Implementation notes:

  • The original paper formulates the selection as a MILP (mixed-integer linear program). The energy-repset implementation uses a greedy p-median heuristic instead, which provides a \((1 - 1/e)\) approximation guarantee and avoids requiring a MILP solver.
  • Distances use squared Euclidean distance (\(\|\mathbf{d}_i - \mathbf{d}_l\|^2\)) rather than the paper's Euclidean norm.
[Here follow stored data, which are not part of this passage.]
PR #1433, opened 2022-07-07
Solve most NEXT_MAJOR comments

jordisala1991:
## Subject

I am targeting this branch, because this is for NEXT MAJOR.

PR #1434, opened 2022-07-08
Feature/1415/Decouple notification-bundle from cleanup snapshot

eerison:
## Decouple notification-bundle from cleanup snapshot code

I am targeting this branch, because the cleanup snapshot uses notification bundle and we need to decouple the code to remove on the next major

Issue #1415

## Changelog

```markdown
### Deprecated
- Deprecated `CleanupSnapshotConsumer` class
- Deprecated `CleanupSnapshotsConsumer` class
- Deprecated `--mode` option for `sonata:page:cleanup-snapshots`
- Deprecated `--base-console` option for `sonata:page:cleanup-snapshots`
- Deprecated `--site=all` option  for `sonata:page:cleanup-snapshots`
- Deprecated `--base-console` option  for `sonata:page:create-snapshots`
- Deprecated `--site=all` option  for `sonata:page:create-snapshots`
- Deprecated `--site=all` option  for `sonata:page:update-core-routes` 
- Deprecated `BaseCommand::class`
```

## To do

- [x] Cover the cleanup command before use the new code.
- [x] Prepare the cleanup command to use the new code and deprecate the old one.
- [x] Created test for clean snapshot
- [x] Add BC in clean snapshot command
- [x] Decouple NotificationBundle for clean snapshot
- [x] Apply the deprecate message only in [BaseCommand](https://github.com/sonata-project/SonataPageBundle/pull/1434#discussion_r916534159) `__construct`
    - [x] Not use `getSites`
    - [x] Not use `getNotificationBackend`
    - [x] Not use `getErrorListener`
    - [x] Not use `getDecoratorStrategy`
    - [x] Not use `getCmsPageManager`
    - [x] Not use `getSnapshotManager`
    - [x] Not use `getBlockManager`
    - [x] Not use `getPageManager`
    - [x] Not use `getSiteManager`
    - [x] Not use the code from BaseCommand
- [x] Create a new service to cleanup snapshots
- [x] Use the new service into the command
- [x] Fix the pipelines
- [x] Test clean snapshot (manual test :D )
- [x] Check if it's getting sites from `create snapshot`.
- [x] Check if it's getting sites for `sonata:page:update-core-routes` (There is  an issue here)


src/Consumer/CleanupSnapshotConsumer.php
```diff
@@ -41,6 +47,15 @@ class CleanupSnapshotConsumer implements ConsumerInterface
      */
     public function __construct(SnapshotManagerInterface $snapshotManager, PageManagerInterface $pageManager)
     {
+        @trigger_error(
```
eerison, line 48: @VincentLanglet should I add this deprecate message here or just the [`@deprecated`](https://github.com/sonata-project/SonataPageBundle/pull/1434/files#diff-572a33f9239c5fe1ab83911ea8986a3a6d7961771d8edc182a70c2efea8d3f6eR30) on top of class is enough?

VincentLanglet: It's better with the deprecation in the constructor like you did i would say.

VincentLanglet:
When do you plan/think you'll have time to do it ? :)

This will unblock https://github.com/sonata-project/SonataPageBundle/issues/1420 and https://github.com/sonata-project/SonataPageBundle/pull/1433.

src/Consumer/CleanupSnapshotConsumer.php
eerison: I thought the same, but it will broken the all tests that are not legacy

What do you think I add the `legacy group` for test that use this baseCommand and in the next major remove the group?

eerison:
> When do you plan/think you'll have time to do it ? :)
> 
> This will unblock #1420 and #1433.

Well I'm on that, I'm working few hours in the week.

But I'm not sure when I will finish this, because I need to cover it with test before start to change, there isn't any test for this command :/

But it's not too much

src/Consumer/CleanupSnapshotConsumer.php
VincentLanglet: Sure, you can add 
```
/**
 * NEXT_MAJOR: Remove the legacy group. 
 * @group legacy
 */
```

eerison:
Hey @VincentLanglet any idea why the XML lint is failing?

VincentLanglet:
> Hey @VincentLanglet any idea why the XML lint is failing?

No but I think you can run make lint-xml locally

The only file changed is https://github.com/sonata-project/SonataPageBundle/pull/1434/files#diff-0e4dafe909dac19649908b663e4b42f98822463c6b198483187a692e8fa15506

So maybe something is wrong, but i dont see it.

eerison:
> > Hey @VincentLanglet any idea why the XML lint is failing?
> 
> No but I think you can run make lint-xml locally
> 
> The only file changed is https://github.com/sonata-project/SonataPageBundle/pull/1434/files#diff-0e4dafe909dac19649908b663e4b42f98822463c6b198483187a692e8fa15506
> 
> So maybe something is wrong, but i dont see it.

Ok this XML problem I can check what is wrong, But this error here: https://github.com/sonata-project/SonataPageBundle/runs/7305503718?check_suite_focus=true#step:8:34

I can't add a `@group legacy` for https://github.com/sonata-project/SonataPageBundle/blob/3.x/tests/custom_bootstrap.php, any idea? 👀 

Edit 1: do you think, it's possible to ignore `custom_bootstrap.php`?

VincentLanglet:
Dunno if 
- we have a way to avoid this deprecation (sometimes we add an optional param to not trigger the deprecation)
- we should add some lines in phpunit.xml to accept those deprecations
- we should remove the trigger error

Any idea how to solve this @jordisala1991 ?

src/Command/BaseCommand.php
```diff
@@ -29,9 +29,28 @@
...
+ *
+ * @deprecated since 3.27, and it will be removed in 4.0.
  */
 abstract class BaseCommand extends ContainerAwareCommand
 {
+    public function __construct(?string $name = null)
+    {
+        parent::__construct($name);
+
+        if (false === strpos($this->getName(), 'doctrine:')) {
```
VincentLanglet: Sonata you meant ?

VincentLanglet: But this seems like a nice solution

eerison: Hey @VincentLanglet 

the commands from `custom_bootstrap` doesn't use the BaseCommand constructor, for this reason it was not working there!

I changed to `sonata:` then if found the command with sonata into the name the deprecation will show, But if someone extends this class and put other name that does't contain sonata it won't show :/

I thought to check by `doctrine:` but in theory any command different of `doctrine:` will show this deprecation, then I guess check with sonata is better :)

eerison: WDYT? is it fine?

VincentLanglet: Seems ok to me

eerison:
Ok, I changed the PR to ready to review, But just merge this after I mark all checkbox in my TODO list :) But it's just missing do some manual test in some project ;)

src/Command/BaseCommand.php
```diff
@@ -106,6 +111,21 @@ public function getNotificationBackend($mode)
...
+            @trigger_error(
+                sprintf(
+                    'The %s class is deprecate since sonata-project/page-bundle 3.27.0 and it will be remove in 4.0',
+                    __CLASS__
+                ),
+                \E_USER_DEPRECATED
+            );
+        }
+
+        return parent::run($input, $output); // TODO: Change the autogenerated stub
```
VincentLanglet:
```suggestion
        return parent::run($input, $output);
```

src/Command/CleanupSnapshotsCommand.php
```diff
@@ -62,36 +65,37 @@ protected function initialize(InputInterface $input, OutputInterface $output)
...
-                    $output->write(sprintf('<info>%s</info> - Cleaning up snapshots ...', $site->getName()));
-                }
+        $siteOption = $input->getOption('site');
+        $keepSnapshots = $input->getOption('keep-snapshots');
+
+        //NEXT_MAJOR: Inject GetSitesFromCommand $getSites
+        $getSites = $this->getContainer()->get('sonata.page.service.get_sites');
+
+        foreach ($getSites->findSitesById($siteOption) as $site) {
+            if ('async' === $input->getOption('mode')) {
```
VincentLanglet, line 92: NEXT MAJOR remove this ?

src/Command/CreateSnapshotsCommand.php
```diff
@@ -59,12 +59,22 @@ public function configure()
...
+        if ('php app/console' !== $input->getOption('base-console')) {
+            @trigger_error(
+                'The "base-console" is deprecated since sonata-project/page-bundle 3.27.0 and will be removed in 4.0',
+                \E_USER_DEPRECATED
+            );
+        }
+
         $siteOption = $input->getOption('site');
 
         if ([] === $siteOption) {
```
VincentLanglet, line 82: I think it could be interesting to consider that not providing a site means doing it on every site.

This way
`[] => findAll`
`[1, 2, 3] => findByIds`

This way it reduce the logic to find the sites, and we can use directly the siteManager rather than introducing a new service.

src/Service/Contract/GetSitesFromCommandInterface.php
```diff
@@ -0,0 +1,28 @@
...
+interface GetSitesFromCommandInterface
+{
+    public const ALL = 'all';
+
+    /**
+     * @param array<int>|array<self::ALL> $ids
+     *
+     * @return array<Site>
+     */
+    public function findSitesById(array $ids): array;
```
VincentLanglet: I don't think we need this interface.

Let's duplicate the logic in the two commands, and try to simplify the logic instead

cf comment in src/Command/CreateSnapshotsCommand.php

src/Service/GetSitesService.php
```diff
@@ -0,0 +1,53 @@
...
+ */
+
+namespace Sonata\PageBundle\Service;
+
+use Sonata\PageBundle\Exception\ParameterNotAllowedException;
+use Sonata\PageBundle\Model\Site;
+use Sonata\PageBundle\Model\SiteManagerInterface;
+use Sonata\PageBundle\Service\Contract\GetSitesFromCommandInterface;
+
+final class GetSitesService implements GetSitesFromCommandInterface
```
VincentLanglet: We don't need this

src/Exception/SonataPageException.php
```diff
@@ -0,0 +1,18 @@
...
+ *
+ * (c) Thomas Rabaix <thomas.rabaix@sonata-project.org>
+ *
+ * For the full copyright and license information, please view the LICENSE
+ * file that was distributed with this source code.
+ */
+
+namespace Sonata\PageBundle\Exception;
+
+class SonataPageException extends \Exception
```
VincentLanglet: We don't need this

src/Exception/ParameterNotAllowedException.php
```diff
@@ -0,0 +1,18 @@
...
+ *
+ * (c) Thomas Rabaix <thomas.rabaix@sonata-project.org>
+ *
+ * For the full copyright and license information, please view the LICENSE
+ * file that was distributed with this source code.
+ */
+
+namespace Sonata\PageBundle\Exception;
+
+class ParameterNotAllowedException extends SonataPageException
```
VincentLanglet: We don't need this

VincentLanglet (changes requested):

src/Exception/ParameterNotAllowedException.php
eerison: Why not? how do you group the exceptions? fro example

if I want to catch all exceptions from SonataPage like

```php
catch(SonataPageException $exception) ...
```

src/Service/GetSitesService.php
eerison: Why not? I moved the logical from getSites to here.

other thing that I was thinking is, we not access repository/manager directly from commands(WDYT?)

VincentLanglet: I seems fine to me to access to the siteManager in the command.

Currently we have the behavior
```
if (in_array('all', $ids)) {
     $sites = $this->siteManager->findAll();
} else {
     $sites = $this->siteManager->findByIds($ids);
}
```
I'd like to have in the next major
```
if ([] === $ids) {
     $sites = $this->siteManager->findAll();
} else {
     $sites = $this->siteManager->findByIds($ids);
}
```

And the logic seems simpler to me to not need a new service ; even if those 5 lines are duplicated in the two commands. This way
- We don't need the GetSite service
- We don't need the GetSite interface
- We don't need the ParamException
- We don't need the SonataException

src/Exception/ParameterNotAllowedException.php
VincentLanglet: It's just that if we don't need https://github.com/sonata-project/SonataPageBundle/pull/1434#discussion_r919977982 we then don't need any custom exception.

src/Service/Contract/GetSitesFromCommandInterface.php
eerison: well I prefer this in separated class instead of copy past around, But it's fine for me 👍🏼

src/Command/CreateSnapshotsCommand.php
eerison: Hey @VincentLanglet 
Well it was the first approach that I had implemented, But it was the argument to keep the `--site=all` argument

https://github.com/sonata-project/SonataPageBundle/pull/1418#discussion_r912350492

src/Command/CleanupSnapshotsCommand.php
eerison: true ;)

src/Command/CreateSnapshotsCommand.php
VincentLanglet: Didn't see this.

IMHO a command without argument can work.
And here the site is not an argument but an option, so it doesn't need to be mandatory.

But I don't know the impact of this command
- If running this command is risky, I can understand we prefer to force the list of sites.
- If running this command on all the sites, is not something risky, let's just allow it.

In the example of `doctrine:schema:update`, updating the schema is risky, so the `--force` argument makes sens.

This preserves the selection and assignment outcomes (monotone transform) but the reported total_distance score is on a squared scale.
  • Weights are normalized to sum to 1 (\(w_j = n_j / N\)) for consistency with the rest of the energy-repset package, rather than the paper's multiplicity convention (\(w_j = n_j / L\)).

Comparing the Algorithms

Each constructive algorithm makes different trade-offs:

Aspect K-Medoids Hull Clustering CTPC Snippet
Best for Standard clustering-based selection Selecting extreme/boundary periods Contiguous time blocks Multi-day representative periods
Weights Built-in (cluster fractions) External (soft assignment) Built-in (segment fractions) Built-in (assignment fractions)
Temporal structure None (any subset) None (any subset) Enforced (contiguous segments) Partial (sliding windows)
Typical slicing Monthly or weekly Monthly or weekly Any (monthly, weekly, daily) Daily (required)
Computational cost \(O(k \cdot N \cdot I)\) iterations \(O(k \cdot N)\) QP solves \(O(N^2)\) agglomerative clustering \(O(k \cdot N \cdot C)\) distance evaluations
Key strength Simple, fast, well-understood Geometric coverage of feature space Preserves temporal coupling Day-level matching within multi-day blocks

For hands-on comparisons, see Example 6: K-Medoids Clustering and Example 7: Constructive Algorithms.